=== Instructions to follow ===
Whichever lines include the word "again", copy them as they appear in the data.
START Provided records
PR #1816, opened 2026-04-28
fix(device): parse handshake annotation timestamp in local timezone

mesutoezdil:
Fixes a timezone mismatch in `pkg/device/devices.go` `CheckHealth`.

The handshake annotation is written with `time.Now().Format(time.DateTime)` (local time),
but was read back with `time.Parse(time.DateTime, ...)` which returns UTC. On non-UTC hosts
this caused expired `Requesting_` annotations to appear still valid, so an unhealthy node
would pass the health check.

**Fix:** use `time.ParseInLocation(time.DateTime, str, time.Local)` to match the write side.

Found this while rebasing - the `TestCheckHealth` test added by #1810 fails consistently
on UTC+2 hosts because of this mismatch.

Tested locally with `go test ./pkg/device/nvidia/... -count=1`, all pass.

PR #1843, opened 2026-05-07
fix: recover scheduling on nodes with stale Deleted_ handshake

### LINKED ISSUE #1839: Scheduler leaves `hami.io/node-handshake: Deleted_<ts>` blocking all subsequent GPU scheduling until manually stripped
**What happened**:

After a node-level event (kubelet restart, node reboot, transient health failure, or a single failed schedule), the hami-scheduler can leave `hami.io/node-handshake: Deleted_<timestamp>` set on the node annotation. Once the annotation is in this state, every subsequent GPU pod fails to schedule on that node with:

```
0/N nodes are available: N node unregistered. no new claims to deallocate, preemption: 0/N nodes are available: N No preemption victims found for incoming pod.
```

even though, in parallel:
- `hami-device-plugin` is `Running` and healthy
- The node's `Allocatable` shows `nvidia.com/gpu: <N>`
- Scheduler logs show device health checks succeeding every 15s, e.g.: `device.go:232 "checking device health for node" nodeName="spark-5385" deviceType="NVIDIA" currentDevices=2 reportedDevices=2`

The only way to recover scheduling is to manually strip the annotation:

```
kubectl annotate node <name> hami.io/node-handshake- --overwrite
```

Within ~30s the device-plugin re-stamps `Requesting_<timestamp>` and pending GPU pods schedule normally on the next attempt.

Once `CheckHealth` reports the device(s) healthy again after a transient failure, the scheduler (or the device-plugin reconcile) should reset the handshake to `Requesting_`, allowing scheduling to resume. `Deleted_` should not be a sticky terminal state when the underlying device is back to healthy.

1. Have a single-GPU-worker cluster with HAMi installed and at least one GPU pod previously scheduled on the worker.
2. Reboot the worker (or otherwise cause kubelet/device-plugin to drop and reconnect).
3. While the device-plugin is restarting, the scheduler observes `health=false` for the node, calls `NodeCleanUp` → `MarkAnnotationsToDelete` writes `Deleted_<timestamp>` to `hami.io/node-handshake` (`pkg/util/util.go:225`), and removes the node from its cache via `s.rmNodeDevices(...)` (`pkg/scheduler/scheduler.go:407-414`).
4. Device-plugin comes back, GPU is re-registered (`nvidia.com/gpu: <N>` reappears in node `Allocatable`).
5. Apply a new GPU pod (`nvidia.com/gpu: 1`).
6. Observe pod `Pending` with `FailedScheduling: 0/N nodes are available: N node unregistered`. Scheduler logs show `device.go:208 "Device info unchanged, skipping annotation update"` — the device-plugin doesn't re-stamp `Requesting_` because nothing about the device changed from its perspective.
7. Pod stays `Pending` indefinitely until the annotation is manually stripped.

Pointers in the code (master HEAD `31a2792`):

- `pkg/scheduler/scheduler.go:407` is the call that triggers cleanup when a single health-check fails.
- `pkg/util/util.go:223-232` (`MarkAnnotationsToDelete`) is what writes the `Deleted_<timestamp>` value.
- `pkg/device/devices.go:443` is where `Requesting_` would be written, but only inside the device-plugin's positive registration path which short-circuits on "device info unchanged".

Possible fixes (in increasing scope):

1. In `MarkAnnotationsToDelete`, only write `Deleted_` if the previous value was `Requesting_`. If the previous value was already `Deleted_`, do not refresh the timestamp — and crucially, do not write `Deleted_` if the device-plugin has heart-beat the node within the last N seconds.
2. On the device-plugin's periodic reconcile, always re-stamp `Requesting_` if the current value starts with `Deleted_`, regardless of whether device info changed. (One-line change near `register.go:208`.)
3. Treat `Deleted_<old timestamp>` as a recoverable state in the scheduler's `CheckHealth` — if the timestamp is older than some threshold and devices currently report healthy, reset to `Requesting_` instead of skipping.

Workaround used in production: a `CronJob` in the cluster that strips `Deleted_*` handshake annotations every minute. Functional, but feels like the responsibility belongs upstream.

**Environment**:

- HAMi version: master (HEAD `31a2792`) and `v2.8.2`
- nvidia driver: `580.95.05`
- Kernel: `6.14.0-1015-nvidia`
- Hardware: NVIDIA DGX Spark (GB10), `aarch64`
- vCluster v0.33.1 hosting two Tenant Clusters; same behaviour observed on the host cluster directly.

---

_AI assistance disclosure: this issue was drafted with Claude Code based on hands-on reproduction during keynote demo prep; reviewed and submitted by me._

saiyam1814:
**What type of PR is this?**

/kind bug

`CheckHealth` in `pkg/device/devices.go` previously returned `(true, false)` for any handshake annotation containing `Deleted`, which is what the scheduler's reconcile loop interprets as *"node is healthy AND no cache update needed"* — so it skips re-adding the node to its cache. After `NodeCleanUp` writes `Deleted_<ts>` and `s.rmNodeDevices(...)` removes the node from `s.nodes` (e.g. after a transient health failure during a node reboot), the node never gets re-added even after the device-plugin reports devices healthy again. Every subsequent GPU pod fails to schedule with:

```
0/N nodes are available: N node unregistered. no new claims to deallocate
```

This PR mirrors the timestamp logic that the `Requesting` branch already uses: if `Deleted_<ts>` is older than the same 60s cooldown window, stamp `Requesting_<now>` and return `(true, true)` so the scheduler re-adds the node's devices on its next reconcile. Inside the cooldown, behaviour is unchanged. Bare `"Deleted"` without a timestamp (used in some unit tests) and any unparsable timestamp also keep `(true, false)` so we never accidentally recover from a malformed value.

This is a single-file change in shared code, so it covers every vendor that uses `CheckHealth` (NVIDIA, Hygon, Ascend, Vastai, Kunlun, Iluvatar, Enflame, Mthreads, Metax) — all of them are stuck unconditionally today once the annotation is in `Deleted_<ts>` state.

Fixes #1839

The shape of the fix follows the discussion on #1839, where @mesutoezdil pointed out that:

- Constraining `MarkAnnotationsToDelete` only prevents *new* stuck states.
- Re-stamping `Requesting_` from the device-plugin doesn't help: scheduler still takes the `(true, false)` exit (within the 60s window) and skips cache rebuild. Recovery requires `(true, true)` to fire the re-add.
- Mirroring the `Requesting_` time-window logic for `Deleted_<ts>` in `CheckHealth` is the right shape — single-file change, no device-plugin changes, covers all vendors.

The implementation also follows the maintainer's note that *"bare `Deleted` without a timestamp appears in some tests, make sure the parse-error path stays at `return true, false` rather than accidentally recovering."* Every parse and patch failure in the new branch returns the conservative `(true, false)`.

Local verification:

- `go test ./pkg/device/ -run Test_CheckHealth -v` — all 7 cases pass (4 existing + 3 new)
- `gofmt` clean, `go vet` clean
- The new test "Deleted state stale" returns `(true, false)` in unit-test env because `util.GetNode` fails outside a real cluster — matching the existing `"Unknown state"` case which exercises the same path.

The diff is small (`+95/-1` across `pkg/device/devices.go` and `pkg/device/devices_test.go`) and intentionally does not refactor the empty-annotation `else` branch even though the new branch is structurally similar — keeping the change minimal. Happy to factor out a shared helper in a follow-up if maintainers prefer.

**Marking as draft** while we get formal direction from an OWNERS approver on #1839; the code is ready to review but the discussion thread should ideally land first.

```release-note
Fix scheduling on GPU nodes that recover after a transient health
failure: the scheduler now re-adds nodes whose `hami.io/node-handshake`
annotation is `Deleted_<ts>` older than the 60s cooldown, instead of
leaving them permanently outside the scheduler cache.
```

---

_AI assistance disclosure: this PR was drafted with Claude Code, based on the maintainer-led discussion in #1839 and on direct verification of `pkg/device/devices.go` and the existing `Test_CheckHealth` patterns. Code authored by me; tests pass locally before submission._

### DIFF
--- a/pkg/device/devices.go
+++ b/pkg/device/devices.go
@@ -510,7 +510,7 @@ func CheckHealth(devType string, node *corev1.Node) (bool, bool) {
 		if len(parts) < 2 {
 			return true, false
 		}
-		formerTime, err := time.Parse(time.DateTime, parts[1])
+		formerTime, err := time.ParseInLocation(time.DateTime, parts[1], time.Local)
 		if err != nil {
 			return true, false
 		}
--- a/pkg/device/devices.go
+++ b/pkg/device/devices.go
@@ -502,6 +502,10 @@ func CheckHealth(devType string, node *corev1.Node) (bool, bool) {
 		// Bare "Deleted" without a timestamp (used in some unit tests) and
 		// any unparsable timestamp must keep the conservative (true, false)
 		// path so we never recover from a malformed value.
+		annoKey, ok := util.HandshakeAnnos[devType]
+		if !ok {
+			return true, false
+		}
 		parts := strings.SplitN(handshake, "_", 2)
 		if len(parts) < 2 {
 			return true, false
@@ -510,12 +514,17 @@ func CheckHealth(devType string, node *corev1.Node) (bool, bool) {
 		if err != nil {
 			return true, false
 		}
-		if time.Now().Before(formerTime.Add(time.Second * 60)) {
+		now := time.Now()
+		if now.Before(formerTime.Add(time.Second * 60)) {
 			return true, false
 		}
-		tmppat := make(map[string]string)
-		tmppat[util.HandshakeAnnos[devType]] = "Requesting_" + time.Now().Format(time.DateTime)
-		klog.V(5).InfoS("Recovering stale Deleted_ handshake", "nodeName", node.Name, "annotationKey", util.HandshakeAnnos[devType], "annotationValue", tmppat[util.HandshakeAnnos[devType]])
+		newHandshake := "Requesting_" + now.Format(time.DateTime)
+		tmppat := map[string]string{annoKey: newHandshake}
+		klog.V(5).InfoS("Recovering stale Deleted_ handshake", "nodeName", node.Name, "annotationKey", annoKey, "annotationValue", newHandshake)
+		// Mirror the empty-annotation branch: GetNode also acts as a guard
+		// for an empty node.Name and an uninitialised client (PatchNodeAnnotations
+		// panics in unit tests without it). Worth a follow-up to dedupe with
+		// the else branch into a helper.
 		n, err := util.GetNode(node.Name)
 		if err != nil {
 			klog.ErrorS(err, "Failed to get node", "nodeName", node.Name)
--- a/pkg/device/devices.go
+++ b/pkg/device/devices.go
@@ -492,7 +492,39 @@ func CheckHealth(devType string, node *corev1.Node) (bool, bool) {
 		formertime, _ := time.ParseInLocation(time.DateTime, strings.Split(handshake, "_")[1], time.Local)
 		return time.Now().Before(formertime.Add(time.Second * 60)), false
 	} else if strings.Contains(handshake, "Deleted") {
-		return true, false
+		// Mirror the timestamp logic used by the Requesting branch: a
+		// Deleted_<ts> older than 60s on a node whose devices are otherwise
+		// reporting healthy means the previous cleanup is stale and the
+		// scheduler should bring the node back into its cache. Stamp
+		// Requesting_<now> and return (true, true) so the caller re-adds
+		// node devices on the next reconcile.
+		//
+		// Bare "Deleted" without a timestamp (used in some unit tests) and
+		// any unparsable timestamp must keep the conservative (true, false)
+		// path so we never recover from a malformed value.
+		parts := strings.SplitN(handshake, "_", 2)
+		if len(parts) < 2 {
+			return true, false
+		}
+		formerTime, err := time.Parse(time.DateTime, parts[1])
+		if err != nil {
+			return true, false
+		}
+		if time.Now().Before(formerTime.Add(time.Second * 60)) {
+			return true, false
+		}
+		tmppat := make(map[string]string)
+		tmppat[util.HandshakeAnnos[devType]] = "Requesting_" + time.Now().Format(time.DateTime)
+		klog.V(5).InfoS("Recovering stale Deleted_ handshake", "nodeName", node.Name, "annotationKey", util.HandshakeAnnos[devType], "annotationValue", tmppat[util.HandshakeAnnos[devType]])
+		n, err := util.GetNode(node.Name)
+		if err != nil {
+			klog.ErrorS(err, "Failed to get node", "nodeName", node.Name)
+			return true, false
+		}
+		if err := util.PatchNodeAnnotations(n, tmppat); err != nil {
+			klog.ErrorS(err, "Failed to patch node annotations", "nodeName", node.Name)
+		}
+		return true, true
 	} else {
 		_, ok := util.HandshakeAnnos[devType]
 		if ok {
--- a/pkg/device/devices_test.go
+++ b/pkg/device/devices_test.go
@@ -622,6 +622,68 @@ func Test_CheckHealth(t *testing.T) {
 			want2: false,
 		},
 		{
+			// Inside the 60s cooldown window — keep the conservative path,
+			// scheduler should not yet re-add the node to its cache.
+			name: "Deleted state within cooldown",
+			args: struct {
+				devType string
+				n       corev1.Node
+			}{
+				devType: "huawei.com/Ascend910",
+				n: corev1.Node{
+					ObjectMeta: metav1.ObjectMeta{
+						Annotations: map[string]string{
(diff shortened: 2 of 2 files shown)


saiyam1814:
Thanks @gemini-code-assist — applied two of the three suggestions in d32e875:

1. **Annotation key validation** — added `annoKey, ok := util.HandshakeAnnos[devType]; if !ok { return true, false }`, matching the existing `else` branch's pattern. Good catch.
2. **Single `time.Now()`** — consolidated to one `now := time.Now()` for both the cooldown check and the new `Requesting_` stamp.

3. **Dropping `util.GetNode`** — kept it. You're right that `PatchNodeAnnotations` only reads `node.Name`, but `GetNode` is doing implicit safety work the existing `else` branch quietly relies on: it returns early if `node.Name` is empty or if `client.GetClient()` is nil. Without it, `PatchNodeAnnotations` immediately calls `.CoreV1()` on a nil client and panics — which is what blew up the unit tests when I tried this version locally:

   ```
   panic: ...
       util.PatchNodeAnnotations(...) at util.go:149
       device.CheckHealth(...) at devices.go:524
       ...
   FAIL  github.com/Project-HAMi/HAMi/pkg/device  1.241s
   ```

   So the redundancy is real *at runtime*, but the safety it provides is real too. Reverted that part to keep parity with the existing `else` branch. Left a `// follow-up to dedupe` comment near the call site — extracting a shared helper that does the validation + patch explicitly would be the right cleanup, but felt larger than this minimal bug-fix PR should carry.

All `Test_CheckHealth` cases pass after the update; lint and vet are clean.

saiyam1814:
@mesutoezdil

wawa0210:
----    
@mesutoezdil

mesutoezdil:
@saiyam1814 @wawa0210 

thx! logic is correct and matches what i described. scheduler iterates rawnodes from the lister so the cache-evicted node is still visible, getnodedevices reads annotations so it succeeds post-recovery, the 60s cooldown prevents premature re-add.                                                             

but 1 issue: "deleted state stale" test does not actually exercise the recovery path. util.getnode fails in unit-test env so the function falls back to (true, false), which is what the test expects. 
the actual fix (returning (true, true)) has no test coverage. not a blocker if there's no clean way to mock getnode without refactoring, but worth a note.

everything else looks good. lgtm pending that acknowledgement @wawa0210

mesutoezdil:
@wawa0210 1 more thing: the new code uses time.Parse(time.DateTime, parts[1]) which returns UTC, but the annotation is written with time.Now().Format(time.DateTime) (local time). on non-UTC hosts this makes stale Deleted_<ts> values appear still within the 60s cooldown window, delaying recovery by hours. 
same bug #1816 fixes for the Requesting_ branch. should be time.ParseInLocation(time.DateTime, parts[1], time.Local) here too (@archlitchi)

saiyam1814:
Should #1816 be merged first then?

mesutoezdil:
@saiyam1814 yes, either merge #1816 first and rebase, or apply the same fix here directly:                                       
                                                                                                                                   
  pkg/device/devices.go, in the new Deleted_ branch:                                                                               
    time.Parse(time.DateTime, parts[1])                                                                                            
  → time.ParseInLocation(time.DateTime, parts[1], time.Local)                                                                      
                                                                                                                                   
  without this, the cooldown check is wrong on any non-UTC host
  stale Deleted_<ts> values look fresh, recovery is delayed by     
  hours. same root cause as #1816.                                                                                                 
                                                                                                                                   
@archlitchi @wawa0210 can one of you approve #1816 so saiyam can rebase? it's a one-line change with a passing test.

archlitchi:
> #1816

approved and merged

saiyam1814:
Rebased onto current `master` after #1816 merged earlier today.

#1816 fixed the timezone parsing on the `Requesting` branch (`time.Parse` → `time.ParseInLocation` with `time.Local`). The new `Deleted_` recovery branch in this PR parses the same annotation format, so I aligned it with the same approach in af06e53 — otherwise the 60s cooldown check would be off by the local-vs-UTC offset on non-UTC hosts and we'd be re-introducing the bug #1816 just fixed.

No content conflicts during the rebase (different parts of `CheckHealth`); just one consistency tweak. Tests still pass (`go test ./pkg/device/ -run Test_CheckHealth`), `gofmt` and `go vet` clean.

saiyam1814:
@mesutoezdil

wawa0210:
----    
@mesutoezdil

mesutoezdil:
thx @saiyam1814 @wawa0210 @archlitchi

wawa0210:
----    
thx @saiyam1814 @wawa0210 @archlitchi

archlitchi (approved):
/lgtm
END Provided records
=== Answer below ===
Once `CheckHealth` reports the device(s) healthy again after a transient failure, the scheduler (or the device-plugin reconcile) should reset the handshake to `Requesting_`, allowing scheduling to resume. `Deleted_` should not be a sticky terminal state when the underlying device is back to healthy.
`CheckHealth` in `pkg/device/devices.go` previously returned `(true, false)` for any handshake annotation containing `Deleted`, which is what the scheduler's reconcile loop interprets as *"node is healthy AND no cache update needed"* — so it skips re-adding the node to its cache. After `NodeCleanUp` writes `Deleted_<ts>` and `s.rmNodeDevices(...)` removes the node from `s.nodes` (e.g. after a transient health failure during a node reboot), the node never gets re-added even after the device-plugin reports devices healthy again. Every subsequent GPU pod fails to schedule with:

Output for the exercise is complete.